SUPPLIED ENTRIES:
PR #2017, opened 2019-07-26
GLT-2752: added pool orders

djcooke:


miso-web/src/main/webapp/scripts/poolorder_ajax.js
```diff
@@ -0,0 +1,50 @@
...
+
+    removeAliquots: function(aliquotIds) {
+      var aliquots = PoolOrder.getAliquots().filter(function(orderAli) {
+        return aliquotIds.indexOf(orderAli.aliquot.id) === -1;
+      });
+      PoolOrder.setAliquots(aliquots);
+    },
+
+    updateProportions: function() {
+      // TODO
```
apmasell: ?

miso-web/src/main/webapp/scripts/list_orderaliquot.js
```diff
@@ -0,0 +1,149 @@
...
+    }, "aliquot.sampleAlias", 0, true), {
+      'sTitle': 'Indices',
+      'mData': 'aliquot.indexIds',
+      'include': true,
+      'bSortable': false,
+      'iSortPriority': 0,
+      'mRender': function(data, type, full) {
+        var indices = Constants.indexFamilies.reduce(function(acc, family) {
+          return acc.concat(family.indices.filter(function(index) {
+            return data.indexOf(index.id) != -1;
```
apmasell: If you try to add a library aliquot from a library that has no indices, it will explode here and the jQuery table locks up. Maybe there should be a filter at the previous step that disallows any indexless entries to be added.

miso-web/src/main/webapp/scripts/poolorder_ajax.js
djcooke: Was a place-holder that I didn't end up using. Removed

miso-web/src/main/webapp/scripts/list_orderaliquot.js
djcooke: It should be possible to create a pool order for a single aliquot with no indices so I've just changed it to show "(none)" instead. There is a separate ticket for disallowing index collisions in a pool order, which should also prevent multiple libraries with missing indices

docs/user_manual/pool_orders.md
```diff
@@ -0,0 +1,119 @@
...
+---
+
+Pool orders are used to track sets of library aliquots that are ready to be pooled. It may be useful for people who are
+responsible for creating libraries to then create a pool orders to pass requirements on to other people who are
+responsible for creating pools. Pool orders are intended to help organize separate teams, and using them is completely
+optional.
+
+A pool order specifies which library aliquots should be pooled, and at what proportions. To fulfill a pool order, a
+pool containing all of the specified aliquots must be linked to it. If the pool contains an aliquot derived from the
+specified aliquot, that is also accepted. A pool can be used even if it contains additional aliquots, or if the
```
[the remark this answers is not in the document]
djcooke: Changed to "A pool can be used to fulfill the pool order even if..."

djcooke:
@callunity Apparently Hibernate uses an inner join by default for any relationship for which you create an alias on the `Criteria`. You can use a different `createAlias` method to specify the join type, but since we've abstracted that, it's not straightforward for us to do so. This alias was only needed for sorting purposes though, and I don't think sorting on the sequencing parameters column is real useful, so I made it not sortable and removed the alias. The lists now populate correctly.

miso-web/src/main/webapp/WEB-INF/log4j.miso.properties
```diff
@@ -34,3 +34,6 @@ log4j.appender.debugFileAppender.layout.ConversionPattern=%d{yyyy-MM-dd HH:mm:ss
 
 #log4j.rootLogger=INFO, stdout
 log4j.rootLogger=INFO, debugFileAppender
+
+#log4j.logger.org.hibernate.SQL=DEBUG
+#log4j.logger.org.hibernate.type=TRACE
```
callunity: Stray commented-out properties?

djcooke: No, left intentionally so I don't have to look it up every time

EXERCISE REQUIREMENTS:
Where a line of the records has the string "added", return that line.

TASK RESULT:
GLT-2752: added pool orders
apmasell: If you try to add a library aliquot from a library that has no indices, it will explode here and the jQuery table locks up. Maybe there should be a filter at the previous step that disallows any indexless entries to be added.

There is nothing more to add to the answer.